To set the active account, run:
    $ gcloud config set account `ACCOUNT`

Create a Google project

Visit the Google cloud resource manager. If you've been added as a product admin, you should see a product folder and a meta project within it. If you're an admin on multiple projects, you'll see multiple product folders. In this guide we'll be using a product called "Example" which appears in the resource manager as follows:

Google Cloud resource manager

In the resource manager, you can see the name of the product folder, it's numerical "folder id", the UIS cost centre code associated with the product and the team managing the product.

A Google cloud project collects related cloud resources together. Usually there is one project per environment, for example "production", "staging" and "development". An environment is a stand-along deployment of a product which is independent of the others.

Generally you will have at least a "production" and "staging" project within the product folder. In this guide we'll be just be creating one project as an example.

Info

The meta project which has been created for you holds resources used to manage the product folder hierarchy itself or resources which are common across all environments. Usually you won't be creating resources in the meta project.

Click Create Project and fill in the following details:

  • For Project Name use "Etherpad Example"
  • Click edit next to the project id.
  • For Project ID use "etherpad-xxxxxx". This name has a randomly generated suffix since project names in Google Cloud must be globally unique.
  • For Billing account, make sure that "Billing Account for cam.ac.uk" is selected.
  • Check that Organisation is "cam.ac.uk".
  • Click Browse next to Location and select the product folder which was created for you.
  • Click Create.

Danger

TODO: this currently won't work since we have disabled manual creation of projects by virtue of disabling Google Cloud access in G Suite. Open question, do we want to allow it for experimentation like this or should the project creation section be re-written to use the gcloud command line tool?

Once project creation has completed, visit the cloud console dashboard. Make sure that the "Etherpad Example" project is selected via the drop-down menu in the top bar next to Google Cloud Platform. The dashboard should look like the following:

Google Cloud Project Dashboard

Take a look at who can create resources in the project

Google has a unified Identity and Access Management (IAM) system for all its cloud products. In this model identities are granted roles on resources.

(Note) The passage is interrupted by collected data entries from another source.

PR #550, opened 2022-05-05
Set tshortfall to 0 if it should exists but is not provided

kosiakkatrina:


app/services/imports/case_logs_import_service.rb
```diff
@@ -513,5 +513,12 @@ def household_members(xml_doc, previous_status)
     def people_with_details(xml_doc)
       ((2..8).map { |x| string_or_nil(xml_doc, "P#{x}Rel") } + [string_or_nil(xml_doc, "P1Sex")]).compact
     end
+
+    def tshortfall(xml_doc, attributes)
+      shortfall = safe_string_as_decimal(xml_doc, "Q18dyes")
+      return 0 if shortfall.blank? && attributes["hbrentshortfall"] == 1
```
baarkerlounger: Should this also check for the manual override? I assume we don't want to be setting it for in progress logs where this just hasn't been filled in yet?

kosiakkatrina: ah, good point!

baarkerlounger (approved):

PR #552, opened 2022-05-06
Radio button on log filter is now preset to "All"

Ted-U:
When user loads logs page the "all" filter is pre-selected

Screenshot 2022-05-06 at 11 35 21

### DIFF
--- a/app/views/case_logs/_log_filters.erb
+++ b/app/views/case_logs/_log_filters.erb
@@ -6,9 +6,10 @@
     <div class="app-filter__content">
       <%= form_with url: "/logs", html: { method: :get } do |f| %>
         <% years = {"2021": "2021/22", "2022": "2022/23"} %>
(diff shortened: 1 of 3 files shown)


app/views/case_logs/_log_filters.erb
```diff
@@ -6,9 +6,10 @@
     <div class="app-filter__content">
       <%= form_with url: "/logs", html: { method: :get } do |f| %>
         <% years = {"2021": "2021/22", "2022": "2022/23"} %>
+        <% @all_or_yours = {"all": "All", "yours": "Yours"} %>
```
baarkerlounger: Don't think this needs to be an instance (`@`) variable?

baarkerlounger (approved):
Ship it!

app/views/case_logs/_log_filters.erb
Ted-U: I have removed the `@`

PR #556, opened 2022-05-09
Improve DB seeding

baarkerlounger:
Improve the seed file such that it's actually useful to run in a new production environment as well as a new dev environment.

- [x] Created DLUHC Organisation
- [x] Create dummy users if dev
- [x] Seed LA Rent Ranges

### DIFF
--- a/db/seeds.rb
+++ b/db/seeds.rb
@@ -6,7 +6,8 @@
 #   movies = Movie.create([{ name: 'Star Wars' }, { name: 'Lord of the Rings' }])
 #   Character.create(name: 'Luke', movie: movies.first)
 
-org = Organisation.create!(
+# rubocop:disable Rails/Output
+org = Organisation.find_or_create_by!(
   name: "DLUHC",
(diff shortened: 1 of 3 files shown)


db/seeds.rb
```diff
@@ -6,7 +6,8 @@
 #   movies = Movie.create([{ name: 'Star Wars' }, { name: 'Lord of the Rings' }])
 #   Character.create(name: 'Luke', movie: movies.first)
 
-org = Organisation.create!(
+# rubocop:disable Rails/Output
```
dushan-madetech, line 9: Out of curiosity, what was this cop complaining about?

dushan-madetech (approved):
I like this a lot! 🚢 it

db/seeds.rb
baarkerlounger: It wants you to log to rails logger rather than print to stdout. Which mostly makes sense but here I'm specifically assuming a local dev environment with this being run from terminal. Could redirect the logger to stdout, but this seems simpler...

PR #559, opened 2022-05-09
Add offset to organisation id

baarkerlounger:
To ensure we don't have clashes with existing organisation data in CDS

### DIFF
--- a/db/migrate/20220509110837_add_id_offset_organisations.rb
+++ b/db/migrate/20220509110837_add_id_offset_organisations.rb
@@ -1,7 +1,0 @@
-class AddIdOffsetOrganisations < ActiveRecord::Migration[7.0]
-  def up
-    execute "SELECT setval('organisations_id_seq', 100000000)"
-  end
-
-  def down; end
-end
--- a/db/migrate/20220509110837_add_id_offset_organisations.rb
+++ b/db/migrate/20220509110837_add_id_offset_organisations.rb
@@ -1,5 +1,7 @@
 class AddIdOffsetOrganisations < ActiveRecord::Migration[7.0]
-  def change
+  def up
     execute "SELECT setval('organisations_id_seq', 100000000)"
   end
+
+  def down; end
 end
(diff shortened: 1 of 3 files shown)


db/migrate/20220509110837_add_id_offset_organisations.rb
```diff
@@ -0,0 +1,7 @@
+class AddIdOffsetOrganisations < ActiveRecord::Migration[7.0]
+  def up
+    execute "SELECT setval('organisations_id_seq', 100000000)"
+  end
+
+  def down; end
```
dushan-madetech: Is there a reason you do this with up/down instead of change?

dushan-madetech (approved):

db/migrate/20220509110837_add_id_offset_organisations.rb
baarkerlounger: It's not reversible so rubocop complains if you put it in a change (which it expects to be reversible).

I'm not sure there's really a reversible way of doing this since it's a bit unusual and effectively "data". There's maybe an argument for not doing this at all and instead just adding the offset to our export in code... @smeny thoughts?

smeny: I think making it not reversible is sensible, I don't see what value we could revert to.
Doing it at export is feasible but then we would always have to translate the IDs for export which I find a bit tedious.
We modelled everything so far with the assumption we would match CDS, so let's stay consistent.

db/migrate/20220509110837_add_id_offset_organisations_and_logs.rb
```diff
@@ -0,0 +1,8 @@
+class AddIdOffsetOrganisationsAndLogs < ActiveRecord::Migration[7.0]
+  def up
+    execute "SELECT setval('organisations_id_seq', 100000000)"
+    execute "SELECT setval('case_logs_id_seq', 300000000000)"
```
baarkerlounger, line 4: 300,000,000,000

The max size of a bigint is 9,223,372,036,854,775,807, so starting at this offset is not a problem.

baarkerlounger:
Alternative approach: https://github.com/communitiesuk/submit-social-housing-lettings-and-sales-data/pull/562

PR #566, opened 2022-05-10
Use rake task to send onboarding emails

baarkerlounger:
Allows us to generate onboarding emails via:

```bash
cf run-task dluhc-core-production --command "bundle exec rake onboarding_emails:send[2]" --name believe-onboarding-emails
```

Also removes random erb file that somehow seems to have gotten copied into spec folder


lib/tasks/onboarding_emails.rake
```diff
@@ -0,0 +1,22 @@
...
+    raise "Organisation #{organisation_id} does not exist" unless organisation
+
+    organisation.users.each do |user|
+      next unless URI::MailTo::EMAIL_REGEXP.match?(user.email)
+
+      onboarding_template_id = "b48bc2cd-5887-4611-8296-d0ab3ed0e7fd".freeze
+      token = user.send(:set_reset_password_token)
+      url = "#{host}/account/password/edit?reset_password_token=#{token}"
+      personalisation = { name: user.name || user.email, link: url }
+      DeviseNotifyMailer.new.send_email(user.email, onboarding_template_id, personalisation)
```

An identity can be a G Suite account or a service account which represents some automated process. A role defines what actions that identity can perform and a resource represents some individual cloud product or a resource within the product.

If you go to the IAM page for your project, you should see something like the following:

Google Cloud IAM page

This page lists the G Suite users and the service accounts which have some role granted on your project and what the role is. The Owner role is granted to all product administrators; they can create, modify and delete all resources within the project.

Deploy a web application

Google Cloud has a container hosting product named Cloud Run. It is based on the Open Source Knative serverless platform.

Info

A container is a way of packaging software. If a web application is packaged in a container, it can be installed and run on many different container host services. You may be familiar with other packaging formats such as Deb, RPM, MSI or OS X ".pkg" files.

As long as your web application has been packaged in the right way, Cloud Run can host it for you without you having to worry about installing virtual machines or managing OS upgrades.

We'll start with deploying a simple "hello world" container.

Visit the Cloud Run console and make sure "Etherpad example" is selected in the project drop-down next to Google Cloud Platform.

Click Create Service and select the following:

  • For Deployment platform make sure that Cloud Run (fully managed) is selected.
  • For Region, select europe-west1 (Belgium). (As of writing, the London region was not available for Cloud Run.)
  • For Service name, enter "etherpad".
  • For Authentication, select Allow unauthenticated invocations.
  • Click Next.
  • For Container image URL, enter "gcr.io/cloudrun/hello".
  • Click Create.

Cloud Run will start deploying your service. After a short while you should see a service details page similar to the following:

Cloud Run Deployed Etherpad

Click on the link next to URL which ends in ...a.run.app and you should be presented with a unicorn showing that you've deployed a web service.

Deploy a custom etherpad image

Above we used a pre-built Docker container to deploy a web application. We'll now create a custom etherpad image.

Google Cloud has its own container registry which is used to host container images. Before you can make use of it, make sure that your machine is set up to be able to use docker to push and pull images:

$ gcloud auth configure-docker

Create an empty directory called "etherpad" on your machine and create a Dockerfile within it:

$ mkdir etherpad
$ cd etherpad
$ echo "FROM etherpad/etherpad:1.8.4" >Dockerfile

This is the smallest possible Dockerfile. It says "start from etherpad's official Docker image and do nothing more".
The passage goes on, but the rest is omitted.